Come on, Kyle. Come on. Pick up. Pick up.

“Hello? Shannon? Shannon, are you there?”

Kyle’s voice is so lovely to hear after what has felt like an eternity that even though I register his words well enough, for several seconds I’m too overwhelmed to respond.

“Shannon? Hello? Hello? Shannon? Are you there?”

“H-hi, baby,” I stammer finally, my voice quavering. “H-how are you?”
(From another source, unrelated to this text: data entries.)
PR #498, opened 2020-11-04
Default empty readme to empty string

### LINKED ISSUE #497: Empty readme causes 500
It seems that this charm has no readme: hasan-test
We should default to empty in case this state happens.

tbille:
## Done

It seems that there is a way to have a charm without readme.
This is not a pattern that we want to encourage but currently the application 500.
Default the readme field to empty string to fix this.

## QA

     

- On file .env.local:
```
CHARMSTORE_API_URL=https://api.staging.snapcraft.io/
```
- `dotrun`
- http://0.0.0.0:8045/hasan-test

## Issue / Card

Fixes #497

### DIFF
--- a/webapp/store/views.py
+++ b/webapp/store/views.py
@@ -140,7 +140,9 @@ def details_overview(entity_name):
     channel_request = request.args.get("channel", default=None, type=str)
     package = get_package(entity_name, channel_request)
 
-    readme = package["channel_selected"]["revision"]["readme-md"]
+    readme = package["channel_selected"]["revision"].get(
+        "readme-md", "No readme available"
+    )
 
     # Remove Markdown comments
     readme = re.sub("(<!--.*-->)", "", readme, flags=re.DOTALL)


webapp/store/views.py
```diff
@@ -140,7 +140,7 @@ def details_overview(entity_name):
     channel_request = request.args.get("channel", default=None, type=str)
     package = get_package(entity_name, channel_request)
 
-    readme = package["channel_selected"]["revision"]["readme-md"]
+    readme = package["channel_selected"]["revision"].get("readme-md", "")
```
hatched, line 143: Lets make it clear what's going on here "No readme available" or "This charm has not provided a readme.md"

hatched (changes requested):

webapp/store/views.py
tbille: I agree, I was going to add some kind of notification. But for now I'll put `"No readme available"`

tbille: Done.

hatched (approved):

PR #534, opened 2020-11-08
Add structure data markup

tbille:
## Done

- Add structure data markup

## QA

- `dotrun`
- Check charm page header and make sure structure data seems correct
- Test with a tool like https://search.google.com/test/rich-results

## Issue / Card

Fixes #534


jkfran (approved):
This is super cool!

PR #538, opened 2020-11-09
Get all OS for a charm

tbille:
## Done

- On the homepage
- It will show all the os for a charm (for now there is no charm with multiple os...)

## QA

- `dotrun`
- http://0.0.0.0:8045
- should work as usual


jkfran (approved):
LGTM!

PR #547, opened 2020-11-10
Prefix charms install instructions

### LINKED ISSUE #546: Add prefix `cs:` to install instructions
Some charms will have the ability to be installed without `cs:`
The store API will provide a field to determine this.
As a tmp solution we can have the list hardcoded in the frontend

tbille:
## Done

Some charms will have the ability to be installed without `cs:`
All the rest of charms will have `cs:` in their install instructions

## QA

- `dotrun`
- http://0.0.0.0:8045/jenkins
- Make sure every charm has `cs:<charm>` in their install instruction
- Locally if you add a charm in the array `CS = ["jenkins"]` then the charm jenkins shouldn't be prefixed by `cs:` 

## Issue / Card

Fixes #546

### DIFF
--- a/templates/details/_details-header.html
+++ b/templates/details/_details-header.html
@@ -65,7 +65,7 @@
           </div>
         </div>
         {% include "partial/_channel-map.html" %}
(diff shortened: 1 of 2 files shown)


steverydz (approved):
LGTM :+1:

PR #602, opened 2020-11-12
Implement static features list and platform filtering

anthonydillon:
## Done
Implement static features list and platform filtering

**Needs the featured charm data**

## QA
- Check the set of static cards appear instantly and the count updates when the rest load
- Change the platform and see that the featured charms are replaced with a filtered list quickly
- See that the list count is correct
- Change the platform to All
- Check you see them all and the count is rendered correctly

## Issue / Card

Fixes https://github.com/canonical-web-and-design/charmhub.io/issues/584


steverydz (approved):
LGTM :+1:

PR #617, opened 2020-11-12
Added missing field for libraries API

jkfran:
## Done

Added missing field for libraries API

## QA

- There no libraries right now on staging or prod, but this field is on the response schema


solazio (approved):
Looks good :+1:. Thanks

PR #628, opened 2020-11-13
Proposing a clean up of the filter component

anthonydillon:
## Done
While looking into the checkbox jumping issue I noticed there are a lot of bespoke styling in the filters section of the site so I would like to propose this clean up of the filter component to use Vanilla much more so we don't get more difficult issues like this.

## QA
- Check that the filter section looks good
- Check it works as before


steverydz:
Looks a bit weird on mobile:

Screenshot from 2020-11-13 10-55-21

I was just looking at https://github.com/canonical-web-and-design/charmhub.io/issues/600 which touches on this too.

It's too complicated having two methods of handling the filters and platforms. Maybe at least we can keep the platforms visible as a select?

steverydz:
Something closer to this:

Screenshot from 2020-11-13 11-16-23

this way we don't have duplicated logic

steverydz (approved):
LGTM :+1:

PR #631, opened 2020-11-13
Disable actions until data is ready

steverydz:
## Done

Filtering of charms doesn't work until the data has loaded in the background. This PR addresses that by disabling all actions until the data is available.

## QA

- Check that the platform switcher, category filters and more operators button are all disabled until the data loads


jkfran (approved):
Looks good to me! 👍🏻

PR #641, opened 2020-11-16
Filters JS refactor

### LINKED ISSUE #554: Refactor filters JS to reduce complexity

steverydz:
## Done

Refactored JS for filters, including removing unused code and renaming functions and variables for improved readability.

## QA

- Play with the filters and platform switcher
- Check that it still works as it does on production

## Issue / Card

Fixes #554

### DIFF
--- a/templates/partial/_filters.html
+++ b/templates/partial/_filters.html
@@ -83,7 +83,7 @@
   </div>
 
   <div class="u-align--center" style="margin-top: 1rem;">
-    <button type="button" class="p-button--positive" id="more-operators" disabled>See all operators</button>
+    <button type="button" class="p-button--positive" id="show-all-charms" disabled>See all operators</button>
   </div>
 </div>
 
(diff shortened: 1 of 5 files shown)


jkfran (approved):

templates/partial/_filters.html
```diff
@@ -109,14 +109,6 @@ <h3 class="p-card__title p-heading--4 u-no-margin--bottom entity-card-title"></h
   </div>
 </template>
 
-<template id="no-results-message">
-  <div class="p-notification--information">
-    <p class="p-notification__response">
-      We couldn't find anything for your search<span class="search-query"></span>.
```
anthonydillon, line 115: Shouldn't we keep this message?

steverydz: It's never seen since the search results are now on their own page

jkfran: I thought about it as well but since we have now a different template for searches we don't need it.

anthonydillon: Ah of course :+1:

PR #643, opened 2020-11-16
Change login URL

jkfran:
## Done

We used to have two different logins:

1. As a publisher
2. To visit the entire website since it was private

Now we can rename `/publisher/login/` to `/login/`, this will make the site match with snapcraft.io.

## QA

**Login will not work on the demo service**
- Go to http://localhost:8045/login/
- Finish the login process, you will get redirected to `/charms`


steverydz (approved):
LGTM :+1:

Issue #260, opened 2026-07-26
SessionEnd opt-in LLM consolidation is silently cancelled by the drain timeout and never retried


aguirreSL:
**Version**
`ai-memory 1.19.0`, server and client (also reproduces on 1.18.0).

**What happened**
With `AI_MEMORY_CONSOLIDATE_ON_SESSION_END=true` and a working Anthropic provider, every
session page lands as the M3 heuristic fallback. The consolidation neither succeeds nor
fails: no "SessionEnd: LLM consolidation written (opt-in)", no "SessionEnd LLM
consolidation failed". Session size does not matter; a 30-minute, 72-observation session
fails the same way.

**What I expected**
The opt-in consolidation to run, or to fail loudly and be retried on redelivery.

**Steps to reproduce**
1. Docker server with an Anthropic provider and `AI_MEMORY_CONSOLIDATE_ON_SESSION_END=true`;
   native Claude Code hooks with the default drain timeout (3s).
2. Run any session, exit cleanly.
3. The page stays `_Synthesised by ai-memory (M3, no-LLM heuristic)._`, the server logs no
   consolidation attempt, and ~30s later the redelivered SessionEnd logs "ignoring
   SessionEnd for missing, mismatched, or already-ended session".

**Root cause (1.19.0 sources)**
Three pieces interact:

1. The batch that carries `session-end` is small. `stop` is also a boundary event, so the
   spool is nearly empty at session end, and `batch_request_timeout` (`hook_spool.rs`)
   caps the POST at `per_event_timeout * item_count`: 3-6s for a 1-2 item batch.
2. `handle_hook_batch` (`router.rs`) processes items inline in the response window. The
   SessionEnd path writes the heuristic page, persists `end_session`, inserts the
   auto-handoff, then awaits `consolidate_session(...)` in the same request future. When
   the client hangs up at the cap, the future is dropped and the await is cancelled
   between the two log branches, so nothing is logged. The store's recurring "writer
   reply dropped / caller cancelled" warnings are the same mechanism hitting ordinary
   ingests.
3. `end_session` is persisted before the cancelled await, so the redelivery resolves to
   `SessionEndDisposition::DropStale` and the LLM step is never retried.

The consolidation loses a race it cannot win: the only request allowed to run it has the
tightest window of the whole drain, and the dedup that makes redelivery safe also makes
the loss permanent.

**Evidence**
[...]

PR #615, opened 2026-09-03
fix(bootstrap): tolerate a chunk that returns no pages

### LINKED ISSUE #614: `bootstrap`: a chunk that returns no `pages` key aborts the whole multi-chunk run (`serde: missing field 'pages'`), discarding every page the earlier chunks produced
**Version**
`ai-memory 2.0.1`, server (Docker, `akitaonrails/ai-memory:latest`) and client (macOS aarch64 native binary). Provider: `anthropic` / `claude-haiku-4-5`.

**What happened**
`ai-memory bootstrap` on a docs-heavy repository fails after ~20 minutes with:

```
Error: server returned 502 Bad Gateway: {"error":"serde: missing field `pages`"}
```

Every page the successful chunks produced is lost. The run is not resumable, so the next attempt starts from chunk 1 and pays for all the LLM calls again.

**What I expected**
A chunk that has nothing new to add is a normal outcome — later chunks are told which paths earlier ones already wrote, so "the material is already covered" is a correct answer. I expected that chunk to contribute zero pages and the run to continue.

**Steps to reproduce**
1. Point `bootstrap` at a repository whose sources are mostly `docs/**/*.md` rather than git commits, large enough to split into several chunks. Mine: 70 sources collected / 36 kept, 0 git commits, 33 doc files, `llm_chunks=9`.
2. `ai-memory bootstrap`.
3. It fails partway through with the error above. Reproduced on 2 of 4 attempts (the other two failed for unrelated transient reasons — see "Other failure modes" below).

**Root cause (2.0.1 sources)**

`BootstrapBatch` in `crates/ai-memory-consolidate/src/bootstrap.rs:161-168` makes `pages` mandatory while `rationale` is defaulted:

```rust
pub struct BootstrapBatch {
    /// Pages to create.
    pub pages: Vec<BootstrapPage>,
    #[serde(default)]
    pub rationale: String,
}
```

The Anthropic provider requests structured output through a `tool_use` block with `input_schema` (`crates/ai-memory-llm/src/anthropic.rs:255-260`). Unlike OpenAI's `response_format` with `strict: true`, that schema is advisory — the model can and does answer `{"rationale": "..."}` with no `pages` key when it judges a chunk fully covered by earlier ones. serde then rejects the payload.

The blast radius comes from where that failure lands. In `process_sources` (same file), each chunk is awaited inside the loop with `?`:

```rust
for (idx, chunk) in chunks.iter().enumerate() {
    ...
    let batch: BootstrapBatch = complete_structured(&*self.llm, request).await?;  // :373
    ...
}
// pages are only written after the loop, at :390
```

Pages accumulate in `pages_by_path` and are written **after** the loop completes. So a rejected payload on chunk *n* propagates out of the function and discards chunks *1..n-1* as well. In my case chunk 9 of 9 threw away eight successful calls.

The rest of the pipeline already handles an empty batch correctly: `insert_bootstrap_page` is simply never called, and `merged_pages` ends up shorter. Only the deserialisation step objects.

**Fix**

Adding `#[serde(default)]` to `pages` makes an empty batch a normal outcome. PR attached.

**Other failure modes seen on the same repo (not part of this issue)**

Reporting these only as context for why the missing-`pages` bug is expensive rather than merely annoying — each cost a full ~20-minute run:

- `Connection reset by peer (os error 54)` — the `bootstrap` POST stays open for the whole multi-chunk run with no bytes flowing, and a reverse proxy in front of the server closes it. Fixed on my side with `transport http { read_timeout 0; write_timeout 0 }` in Caddy. Possibly worth a note in `docs/https-via-proxy.md`, since the shipped Caddy template in `docker/compose.tls.caddy.yml` does not mention it.
- `provider error 520` — a transient Anthropic-side error on a single chunk.

Both are external to ai-memory, but they share the same amplifier as the bug above: **any** single-chunk failure discards the entire run. `#[serde(default)]` fixes the case ai-memory controls; whether partial progress should survive a genuinely failed chunk (write incrementally per chunk, or persist progress for a `--resume`, in the spirit of the durable queue from #260) is a design call I did not want to presume in a PR. Happy to open a separate issue for that if it is worth pursuing.

pepaulo8:
## What changed

`BootstrapBatch::pages` is now `#[serde(default)]`.

Before: a chunk answering `{"rationale": "..."}` with no `pages` key failed deserialisation with `missing field 'pages'`, and because that error propagates out of the chunk loop before any page is written, the whole run was discarded — including every page the earlier chunks had produced.

After: that answer deserialises as an empty batch, the chunk contributes nothing, and the run continues to the next one.

No default changes: a batch that *does* carry `pages` behaves exactly as before.

## Why

Fixes #614.

Later chunks are handed the paths earlier ones already wrote, so "the remaining material is already covered" is a correct answer for a model to give — particularly on repositories whose sources are documentation rather than commits, where a handful of dense files can be fully described by the first few chunks. Anthropic's `tool_use` schema (`crates/ai-memory-llm/src/anthropic.rs:255-260`) is advisory rather than enforcing, unlike OpenAI's `strict: true`, so that answer reaches serde.

The rest of the pipeline already tolerates an empty batch — `insert_bootstrap_page` is simply never called and `merged_pages` ends up shorter. Only the deserialisation step objected.

## Test plan

- [ ] `cargo test --workspace` — **not run locally**, see "Notes for reviewers"
- [x] Manual test: reproduced on a docs-only repository (70 sources collected / 36 kept, 0 git commits, 33 doc files, `llm_chunks=9`) against `claude-haiku-4-5`. The unpatched server failed with `502 {"error":"serde: missing field 'pages'"}` on 2 of 4 attempts, each time discarding a ~20-minute run. Added `batch_without_pages_key_deserialises_as_empty` to cover the payload shape directly.

## Commit attribution

## Release impact

## CHANGELOG (merge gate)

- [x] Any changed **default** is called out explicitly in "What changed" above (none — behaviour for batches that carry `pages` is unchanged)

## Notes for reviewers

**On the missing `cargo test --workspace`:** I could not run the full suite locally. On aarch64 the build fails in `gemm-f16` (`error: instruction requires: fullfp16`) pulled in through `candle`, and the x86_64 path under emulation was too slow to finish. `fmt` and `clippy` both pass on aarch64. The change is one attribute plus one test that only exercises `serde_json::from_str`, so I am relying on CI here — please bounce this back if you would rather see a green local run first.

**On scope:** I deliberately kept this to the deserialisation fix. The larger issue — that *any* single-chunk failure discards the entire run, because pages are only written after the loop at `bootstrap.rs:390` — is a design question (write incrementally per chunk, or persist progress for a `--resume`, along the lines of the durable queue from #260). I did not want to presume a direction in a PR. Happy to open a separate issue or take a stab at it if you have a preference.

### DIFF
--- a/CHANGELOG.md
+++ b/CHANGELOG.md
@@ -8,6 +8,15 @@ and this project adheres to [Semantic Versioning](https://semver.org/spec/v2.0.0
 ## [Unreleased]
 
 ### Fixed
+- `bootstrap` no longer aborts the whole multi-chunk run when one chunk
+  returns no `pages` key (#614). Later chunks are told which paths
+  earlier ones wrote, so a model that judges the material already
+  covered legitimately answers with a rationale and no pages; because
+  Anthropic's `tool_use` schema does not enforce required fields the way
+  OpenAI's `strict: true` does, that answer reached serde and failed
+  deserialisation with `missing field 'pages'`. Since pages are only
+  written after every chunk completes, the error discarded the work of
+  all preceding chunks. `pages` now defaults to empty.
 - `install-hooks --agent antigravity-cli` on native Windows now emits
   an unquoted hook `command` (#611). The native-binary rendering wrapped
   the executable, `--data-dir`, and `--server-url` in double quotes, but
--- a/crates/ai-memory-consolidate/src/bootstrap.rs
+++ b/crates/ai-memory-consolidate/src/bootstrap.rs
@@ -160,6 +160,15 @@ pub struct BootstrapPage {
 #[derive(Debug, Clone, Serialize, Deserialize, JsonSchema)]
 pub struct BootstrapBatch {
     /// Pages to create.
+    ///
+    /// Defaulted because a chunk legitimately has nothing to add: later
+    /// chunks receive the paths earlier ones already wrote, so a model
+    /// that judges the material covered answers with a rationale and no
+    /// `pages` key. Anthropic's `tool_use` schema does not enforce
+    /// required fields the way OpenAI's `strict: true` does, so that
+    /// answer reaches serde — and without a default it aborts the whole
+    /// multi-chunk run, discarding every page the earlier chunks paid for.
+    #[serde(default)]
     pub pages: Vec<BootstrapPage>,
     /// Brief one-paragraph note about what was processed, surfaced
     /// in the wiki/bootstrap.md manifest + the auto-commit message.
@@ -1554,6 +1563,16 @@ mod tests {
         assert_eq!(collected, 27_873);
         assert_eq!(sent, 1);
         assert_eq!(dropped, 27_872);
+    }
+
+    #[test]
+    fn batch_without_pages_key_deserialises_as_empty() {
+        let batch: BootstrapBatch =
+            serde_json::from_str(r#"{"rationale":"already covered by earlier chunks"}"#)
+                .expect("a chunk that adds no pages must not fail the whole run");
+
+        assert!(batch.pages.is_empty());
+        assert_eq!(batch.rationale, "already covered by earlier chunks");
     }
 
     #[test]


pepaulo8:
Update on the missing `cargo test --workspace` I flagged above: I ran the project's own `ci.yml` via `workflow_dispatch` on my fork, on this exact commit (4e4cdaa). All 15 jobs pass, including both test legs:

- `rustfmt`, `clippy`, `cargo-deny`, `cargo-audit`
- `test (ubuntu-latest)` and `test (macos-latest)`
- `changelog sections`, `gitleaks`, the four release builds, and the docker image smoke test

Run: https://github.com/pepaulo8/ai-memory/actions/runs/33794592989

So the aarch64 `gemm-f16` build failure I hit locally is specific to my machine, not the change. Nothing outstanding on the test plan from my side.

Issue #613, opened 2026-09-03
2.0 OKF migration seeds index.md into project directories with no project row; the watcher then fails on them on every pass, forever


samirhvbr:
After upgrading a production instance to 2.0, the wiki watcher logs the same reindex failure for the same paths on every reconciliation pass and never converges.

“Baby? What’s wrong? Is everything okay?”

“I…”

“Baby? Baby, are you okay? Baby, answer me!”

“I…I need you.”

“You need me?”

“I need you, Kyle. I need you now.”

“Don’t you worry, baby. I’m on my way. You just hang tight, okay? I’ll be there soon. I promise.”

 

 

10.

 


Kyle

 

The call comes through just as I’m climbing into my truck to head home. As usual, it’s been another excruciatingly long day, this box on the calendar an exact replica of the day before: ten hours spent toiling under a blistering sun in the middle of some remote field dropping endless pipes into endless ditches.

Must be a text message, I think when the phone in my pocket only buzzes once. I’m sitting with my head leaned back against the headrest, my eyes closed as cool air blows into my face.